Её обрамляли две увитые розами колонны, между которыми лежал большой светлый ковёр с вышитыми на нем образами мечтательной весны. Глубоким миром и ясностью духа веяло от этого зрелища, и поэту, стоявшему перед тремя женщинами, оставалось только воспевать их, причём он слегка откидывался в сторону и вытягивал руку, словно шёл по шаткому мостику, переброшенному через пропасть.
«В замке Лувр не везде так спокойно, как здесь, — подумал Генрих, увидев двор королевы Наваррской. — А церковь, где проповедует этот Буше? Не изобразить ли его и показать им образчик подобного красноречия? Стоит ли? Нет!» Генрих, правда, занял место поэта, но начал декламировать то, что ему вдруг пришло на ум: — Adjudat me a d’aqueste hore, — помоги мне в этот час, молитва, которую читала мать, рожая его. Звучные слова! А так как они были обращены не только к деве Марии, но вместе с тем и к королеве Наваррской, то этим её дорогой повелитель превзошёл все восхваления, какие мадам Маргарита слышала при своём дворе. И она была ему чрезвычайно благодарна; она принялась аккомпанировать, вплетая в его речь блестящие пассажи на арфе, и в заключение протянула для поцелуя свою, ослепительную руку. Поцеловав её, он заверил Марго при всех её почитателях, что сегодня готов служить ей и угождать, как никогда. Она поняла и снова протянула ему руку, на этот раз, чтобы он помог ей сойти со ступенек возвышения и увёл из комнаты.
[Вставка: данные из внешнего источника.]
PR #432, opened 2019-06-24
Add device-grove-c stage jobs

lranjbar:

### DIFF
--- a/jjb/device/device-grove-c.yaml
+++ b/jjb/device/device-grove-c.yaml
@@ -30,3 +30,7 @@
           build-node: ubuntu18.04-docker-arm64-4c-2g
           docker_build_args: '-f scripts/Dockerfile.alpine-3.9'
           docker_name: docker-device-grove-c-arm64
+      - '{project-name}-{stream}-stage-docker-arm':
+          build-node: ubuntu18.04-docker-arm64-4c-2g
+          docker_build_args: '-f scripts/Dockerfile.alpine-3.9'
+          docker_name: docker-device-grove-c-arm64
--- a/jjb/edgex-templates-docker.yaml
+++ b/jjb/edgex-templates-docker.yaml
@@ -189,6 +189,54 @@
       - shell: '{post_build_script}'
 
 - job-template:
+    name: '{project-name}-{stream}-stage-docker'
+    # Job template for Docker daily staging jobs
+    #
+    # The purpose of this job template is to stage a docker image for potential
+    # release.
+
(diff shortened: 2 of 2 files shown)


jamesrgregg (dismissed):
LGTM

jjb/edgex-templates-docker.yaml
```diff
@@ -188,6 +188,54 @@
       # Execute any post build clean-up or testing
       - shell: '{post_build_script}'
 
+- job-template:
+    name: '{project-name}-{stream}-stage-docker'
+    # Job template for Docker merge jobs
```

Когда их никто уже не мог услышать, Генрих рассмеялся и сказал: — Ступайте к королеве, вашей матери. Мне очень хочется поглядеть, какое у вас будет лицо, когда вы выйдете от неё.
— Что это значит? — отозвалась Маргарита, она была явно обижена. — Теперь со мной уже никто не обращается столь неуважительно, как во времена короля Карла.
— Надеюсь! Хотя ваш брат-король разгневан на вас не меньше, чем ваша мать.
— Ради бога! Что случилось?
— Я молчу! Достаточно, если я скажу вам, что сам не верю ни одному их обвинению. Люди все это выдумывают, только чтобы нас поссорить.
Генрих проводил свою супругу до комнат мадам Екатерины. Но едва он остался один, как к нему приблизилась другая дама, герцогиня де Гиз: она тоже попала в трудное положение. Её беспокойство можно было заметить и раньше: когда она ещё сидела в кресле на возвышении и остальные казались столь безмятежно спокойными, герцогиня тревожно озиралась. Так выглядит человек, которого до смерти перепугали, и он не в силах об этом забыть.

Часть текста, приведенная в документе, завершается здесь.